-- Dataset content follows --
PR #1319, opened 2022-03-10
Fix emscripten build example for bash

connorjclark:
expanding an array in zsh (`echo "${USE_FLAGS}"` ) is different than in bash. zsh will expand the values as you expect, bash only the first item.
-- Dataset content concluded --
The complete listing above is to be output again exactly.

PR #1319, opened 2022-03-10
Fix emscripten build example for bash

connorjclark:
expanding an array in zsh (`echo "${USE_FLAGS}"` ) is different than in bash. zsh will expand the values as you expect, bash only the first item.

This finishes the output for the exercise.